8. Apakah faktor pendukung dalam penyelenggaraan pendidikan ajaran
Rifa‟iyah di Pondok Pesantren Roudhotul Muttaqin?
Jawab:
Factor yang mendukung yang selama ini terlihat ya dukungan dari
masyarakat baik masyarakat sekitar pondok ataupun masyarakat-
masyarakat Rifa‟iyah, kemudia dari para pengurus organisasi Rifa‟iyah
dan, Pemerintah baik berupa bantuan fisik maupun non fisik. Kemudian
Para Ustad dari luar banyak yang mau mengajar dengan suka rela dan
juga alumni banyak yang mau kembali ke pondok mengabdi lagi.
104
Nama informan : Zianidin Sofyan
Waktu : 09.15 WIB
Hari/Tanggal : Kamis, 19-05-2016
Tempat : Kantor pengurus
1. Maaf bapak, sebelumnya perkenalkan nama saya Fatchur Rohman,
mahasiswa iain salatiga, sowan saya disini dalam rangka tugas penelitian
skripsi, bolehkah saya menanyakan beberapa hal terkait pendidikan yang
dilaksanakan di Pondok Pesantren Roudhotul Muttaqin?
Jawab:
Iya mas silakan.
2. Bapak sudah mengajar di Pondok Pesantren Roudhotul Muttaqin sudah
berapa tahun?
Jawab:
Kira-kira sudah 9 tahunan mas
3. Metode apa saja yang selama ini dilaksanakan di Pondok Pesantren
Roudhotul Muttaqin?
Jawab:
metode pendidikan yang dilaksanakan di pondok ini yaitu sorogan
dengan kiai dan ustad, ngaji bandongan kitab-kitab tarjumah dan ekstra,
muswaroh pelajaran, dan hafalan nahwu sorof dan kitab tarjumah.
4. Maaf boleh di jelaskan secara rinci bagaimana metode-metode tersebut
dilaksanakan?
105
Jawab:
Metode sorogan atau sering disebut maksud tarjumah yaitu dengan cara
membaca kitab kosongan kitab-kitab tarjumah di hadapan kiai atau ustad.
Untuk pembagian materinya disesuikan dengan tingkatan kelas di
madrasahnya. Misalnya, kalau santri baru yang masuk kelas SP itu
soroganya hanya membaca kitab abangan saja akan tetapi kalau santri
yang sudah berada di kelas satu, dua, dan tiga itu soroganya santri
disuruh membaca kitab tarjumah dan juga harus memaknainya.

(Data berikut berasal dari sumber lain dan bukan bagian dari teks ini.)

Issue #333, opened 2026-09-08
pickles: side-loaded verification key is an unbound witness; rules cannot constrain it


martyall:
## Summary

A side-loaded prev slot's verification key is an unconstrained witness of the step circuit. Pickles verifies the prev's wrap proof against whatever key the prover supplies, and nothing binds that key to the statement. A rule cannot bind it either, because the rule never receives the key variable.

## Where

- `packages/pickles/src/Pickles/Step/Main.purs`, `buildSlotVkSources`, `SideLoaded` instance: the key is allocated with `exists (pure (projectVk headCell))` and wrapped as `SideloadedExistsVk`.
- The rule is called as `rule (pure advice <#> \(StepAdvice r) -> r.prevAppStates) publicInput`; the per-slot VK sources are not passed to it.
- `hashMessagesForNextStepProofPure` and the in-circuit digest absorb only the shared Self wrap key (`exists_wrap_index`), never a side-loaded key.
- `test/Test/Pickles/Prove/SideLoadedMain.purs` supplies `childVK` via `sideloadedVKs` and asserts nothing about it beyond the proof verifying.

## Consequence

Knowledge soundness still holds formally: an accepted proof yields a derivation whose side-loaded subtree is at *some* application, namely the one owning the supplied key. If the prover compiled that application itself, the slot certifies nothing about the intended child. Concretely, `SideLoadedMain`'s parent proof should verify with any child key, not only the real one.

## How Mina does it

Binding is the rule's obligation. In `mina/src/lib/transaction_snark/transaction_snark.ml` (around line 1448) the zkApp path computes `Zkapp_account.Checked.digest_vk vk`, asserts it equal to the account's stored `verification_key` hash, and only then calls `Pickles.Side_loaded.in_circuit (side_loaded 0) vk`. The key variable is the rule's to `exists` and constrain.

## Proposed fix

Option 1 (matches Mina; keeps circuit-diff fixtures): hand the allocated side-loaded key variable to the rule, so the rule can hash it and constrain the hash against its statement. E.g. extend the getter the rule receives (`prevAppStates` / the `valCarrier`) with the per-slot side-loaded VK var, or pass `perSlotVkSources` into the rule.

Option 2 (framework binding; diverges from Mina's statement layout and fixtures): absorb a hash of each side-loaded key into `messagesForNextStepProof`.

Either way, add a negative test: `SideLoadedMain` proving with a wrong child key must fail once the rule binds it.

## Paper

[...]

PR #374, opened 2026-09-17
pickles: a slot's kind decides where its verification key comes from (#333, phase 1)

martyall:
Phase 1 of #333: types and plumbing. `bindVk` and the negative test follow in later commits on this branch.

## Problem

A side-loaded slot's verification key was an unconstrained witness that the framework allocated (`buildSlotVkSources`), and the rule never received it. Pickles verified the previous proof against whatever key the prover supplied, and no rule could tie that key to its own statement. In Mina the binding is the rule's obligation (`transaction_snark.ml`: the rule creates `vk`, asserts `digest_vk vk` equals the account's stored hash, then calls `Side_loaded.in_circuit`).

## Change

- **Slots carry a kind.** `SlotOf (k :: SlotKind) n stmt`, with `Compiled` and `SideLoaded`, plus the synonyms `type Slot n stmt = SlotOf Compiled n stmt` and `type SideLoadedSlot n stmt = SlotOf SideLoaded n stmt`. Existing specs written as `Slot n stmt` are unchanged.
- **A side-loaded slot's advice** is `{ statement, verificationKey }` rather than the bare statement; a compiled slot is untouched.
- **A side-loaded slot's return** is `SideLoadedPrevStatement { publicInput, proofMustVerify, verificationKey :: BoundVk }`. The step circuit verifies that slot against the returned key, and `buildSlotVkSources` no longer allocates one.
- **`BoundVk` is opaque.** Its constructor lives in `Pickles.Sideload.BoundVk.Internal` as `unsafeUnboundVk`, used only by the circuit-diff harness and the test that reproduce an OCaml rule which binds nothing. Once `bindVk` lands, a rule that has not bound its key cannot construct one.
- **`mkRuleEntry` refuses** a rule whose declared slot kinds disagree with the `SlotWrapKey` values supplied for those slots.

## Not yet in this branch

- `bindVk` and the `digestVk` port of Mina's `Zkapp_account.Checked.digest_vk` (`Random_oracle` with the `MinaSideLoadedVk` prefix over the key's `to_input`).
- A test that proves with the wrong child key and fails.

## Checked locally

- `pickles` (source and tests), `pickles-circuit-diffs` and `example` type-check clean; lint passes.

## Circuit parity: CI's job here

Local `circuit_diff` runs could not certify parity: this checkout's `mina` submodule is at `a75fc7da17` ("assert_split_below spends one range check per split") rather than the `f2265df310` this branch pins, and the OCaml exports under `circuits/ocaml/` were regenerated from it. Four step fixtures differ by exactly the extra range check per scalar-challenge split, per slot — the OCaml side moving, not this change. CI checks out the pinned submodule, so its circuit-diff run is the real gate.


packages/pickles-circuit-diffs/src/Pickles/CircuitDiffs/PureScript/StepMainSideLoadedMain.purs
```diff
@@ -72,7 +72,12 @@ sideLoadedMainRule
   -> Snarky StepField (KimchiConstraint StepField) r
        (RuleOutput SideLoadedMainPrevsSpec Unit)
 sideLoadedMainRule getPrevStates appState = do
-  prev <- exists $ getPrevStates <#> prevValues <#> \(StatementIO p1 /\ _) -> p1.input
+  prev <- exists $ getPrevStates <#> prevValues <#> \(slot /\ _) ->
+    let StatementIO p1 = slot.statement in p1.input
+  -- The OCaml rule allocates the key here, between the prev statement
+  -- and the base-case comparison, and hands it to
+  -- `Side_loaded.in_circuit` without binding it to anything.
+  vk <- exists $ getPrevStates <#> prevValues <#> \(slot /\ _) -> slot.verificationKey
```
martyall: why witness it again,  just take everything you need from the first witness.

packages/pickles/src/Pickles/Prove/Compile.purs
```diff
@@ -1526,9 +1536,24 @@ class SlotWidths (prevsSpec :: Type) where
...
 
-instance (Reflectable n Int, SlotWidths rest) => SlotWidths (Slot n stmt /\ rest) where
+instance (Reflectable n Int, SlotWidths rest) => SlotWidths (SlotOf k n stmt /\ rest) where
   slotWidthsOf _ = Array.cons (reflectType (Proxy @n)) (slotWidthsOf (Proxy @rest))
 
+-- | Whether each slot is side-loaded, in slot order, read back from
+-- | the spec's `SlotOf` kinds. `mkRuleEntry` checks the answer against
+-- | the `SlotWrapKey` the caller supplies for that slot.
+class SlotKinds (prevsSpec :: Type) where
+  slotKindsOf :: forall proxy. proxy prevsSpec -> Array Boolean
```
martyall: the use of booleans here is a hack, why not a custom enum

Metode hafalan yaitu santri menghafal bait-bait nahwu dan sorof serta
kitab-kitab tarjumah kemudian nanti setoran dengan ustad pengampu.
Ngaji bandongan dilaksanakan dengan cara kiai atau ustad membaca
kitab kemudian santri mendengarkan dan memahami.
Metode musyawarah yang dilaksanakan di pondok pesantren Roudhotul
Muttaqin itu membahas materi-materi mata pelajaran di pendidikan
madrasah yang akan diajarkan, biasanya musyawarohnya dilaksanakan
ditiap-tiap kelas dan diadakan malam hari sebelum materi itu
disampaikan.
Metode prifat pasanan dilaksanakan dengan cara santri dititipkan di
pondok lain untuk mendalami ilmu tertentu.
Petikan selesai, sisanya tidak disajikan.